Since $$\psi$$ and $$\phi$$ have no crossed terms between them, I figured that we should add a $$\mathcal{L}_{int}$$ (interactions) such that it would cancel the term

$$-e\bar{\psi}\gamma^{\mu}A_{\mu}\psi$$

that results from the fermionic part. Hence, $$\mathcal{L}_{int} = -e\bar{\psi}\gamma^{\mu}A_{\mu}\psi$$ seems to do the trick. However, the scalar particle bit does not seem to trivially simplify, as there are some remaining terms:

$$ieA_{\mu}\left[\left(\partial^{\mu}\phi^*\right)\phi-\phi^*\partial^{\mu}\phi\right]+e^2A_{\mu}A^{\mu}\phi^*\phi$$

This would give $$D_{\mu} = \partial_{\mu}+ieA_{\mu}$$.

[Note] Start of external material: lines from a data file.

PR #346, opened 2021-12-10
Fix controller_manager update rate

### LINKED ISSUE #343: TurtleBot3 simulation doesn't work at 50Hz as specified
Given:
- https://github.com/cyberbotics/webots_ros2/blob/c1b3a055f9b3d931066083e561c3dbee5b386c3a/webots_ros2_turtlebot/resource/ros2control.yml#L3
- https://github.com/cyberbotics/webots_ros2/blob/c1b3a055f9b3d931066083e561c3dbee5b386c3a/webots_ros2_turtlebot/resource/ros2control.yml#L19

We should receive Odometry messages at 50Hz, but instead, we get them at 30Hz.

This is reasonable as a simulation with a `basicTimeStep` at 32ms cannot deliver that high frequency. However, reducing the `basicTimeStep` increases the frequency to 60Hz which is wrong.

This indicates there is a bug in `webots_ros2_control`.

lukicdarkoo:
Fixes #343

There is not much we can do to tackle this. Basically:
- If basicTimeStep doesn't match the update rate then we notify the user about that.
- If a user uses low basicTimeStep then we skip some updates.

**Tasks**
- [x] Fix the update_rate
- [x] Fix copyright 
- [x] Fix CI


lukicdarkoo:
- Rolling CI fail: Rolling never executes the `generate_test_description()` function. It seems something is updated, but I cannot find what. Investigating...
- Galactic (main): This should be temporary as Galactic (testing) works fine.

lukicdarkoo:
We got affected by https://github.com/ros2/launch_ros/pull/278. I believe we didn't use the tests in the correct way.

lukicdarkoo:
- `CI / industrial_ci (main, galactic) (pull_request)`: It seems they pushed a wrong header (looks fixed in `testing`)
- `CI / industrial_ci (testing, foxy) (pull_request)`: Standard random error caused by RViz and the Turtlebot3 package.

webots_ros2_turtlebot/worlds/turtlebot3_burger_example.wbt
```diff
@@ -4,6 +4,7 @@ WorldInfo {
     "Simple TurtleBot3 Burger simulation that can be controlled by a ROS."
   ]
   title "ROS2 simulation of the TurtleBot3 Burger robot"
+  basicTimeStep 20
```
BenjaminHug8, line 7: Same as `Tiago`.

webots_ros2_turtlebot/resource/ros2control.yml
```diff
@@ -16,5 +16,4 @@ diffdrive_controller:
     wheel_separation: 0.160
     wheel_radius: 0.033
 
-    publish_rate: 50.0
```
BenjaminHug8, line 19: Same as other `ros2_control.yml`.

webots_ros2_tiago/worlds/default.wbt
```diff
@@ -3,7 +3,7 @@ WorldInfo {
   info [
     "An office break room, surrounded by office desks."
   ]
-  basicTimeStep 16
+  basicTimeStep 20
```
BenjaminHug8, line 6: Same as `rats_life`.

webots_ros2_epuck/worlds/rats_life_benchmark.wbt
```diff
@@ -3,7 +3,7 @@ WorldInfo {
   info [
     "Rat's life pattern"
   ]
-  basicTimeStep 16
+  basicTimeStep 20
```
BenjaminHug8, line 6: Same as `e-puck`.

webots_ros2_epuck/resource/ros2_control.yml
```diff
@@ -16,5 +16,4 @@ diffdrive_controller:
     wheel_separation: 0.05685
     wheel_radius: 0.02
 
-    publish_rate: 50.0
```
BenjaminHug8, line 19: Do we simply remove it as it has no effect and I will put it again when my PR on `ros2control` is accepted, or should we keep it anyway?

webots_ros2_tiago/resource/ros2_control.yml
```diff
@@ -16,7 +16,6 @@ diffdrive_controller:
     wheel_separation: 0.5
     wheel_radius: 0.12
 
-    publish_rate: 50.0
```
BenjaminHug8, line 19: Same as other `ros2_control.yml`.

webots_ros2_epuck/worlds/epuck_world.wbt
```diff
@@ -4,6 +4,7 @@ WorldInfo {
     "Simple e-puck simulation that can be controlled with ROS2."
   ]
   title "ROS2 simulation of the e-puck robot"
+  basicTimeStep 20
```
BenjaminHug8, line 7: Do we have to keep this `basicTimeStep`? I think it was set only for testing?

BenjaminHug8 (changes requested):
Seems all good, I just have 1 question and 1 suggestion that occur multiple times.

webots_ros2_epuck/resource/ros2_control.yml
lukicdarkoo: I would rather put it later.

webots_ros2_epuck/worlds/epuck_world.wbt
lukicdarkoo: If we want to have 50Hz publish rate then we have to put it.

webots_ros2_epuck/resource/ros2_control.yml
BenjaminHug8: Fine for me then.

webots_ros2_epuck/worlds/epuck_world.wbt
BenjaminHug8: Ok fine for me too.

BenjaminHug8 (approved):
Thank you.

Is my procedure correct? Is there a more intuitive way of solving this?

Edit: Corrected misuse of concepts as pointed in the comments.

• How can the fields not be coupled if both have charges? Because A has spin 1?
– user303670
Jun 7, 2021 at 17:29
• @Duepietri My bad, wrong use of concepts. I should've said that there are no crossed terms between them. I apologise. Jun 7, 2021 at 17:32
• I would just comment for mu!
– user303670
Jun 7, 2021 at 17:47
• @Duepietri Already took care of that :) Jun 7, 2021 at 17:53
• Look how the Dirac Lagrangian is written here: quantummechanics.ucsd.edu/ph130a/130_notes/node508.html
– user303670
Jun 7, 2021 at 19:41

Thanks to @Duepietri, I've come to a conclusion. Taking into account that $$D_{\mu}$$ needs to be gauge invariant, the minimal coupling
$$D_{\mu} = \partial_{\mu} + ieA_{\mu}$$
$$\mathcal{L}_{int} = -e\bar{\psi}\gamma^{\mu}A_{\mu}\psi -ieA_{\mu}\left[\left(\partial^{\mu}\phi^*\right)\phi-\phi^*\partial^{\mu}\phi\right]-e^2A_{\mu}A^{\mu}\phi^*\phi$$
since we can identify $$\mathcal{L}_{free}$$ with the same expression as in the original post, with $$\partial_{\mu}$$ instead of $$D_{\mu}$$.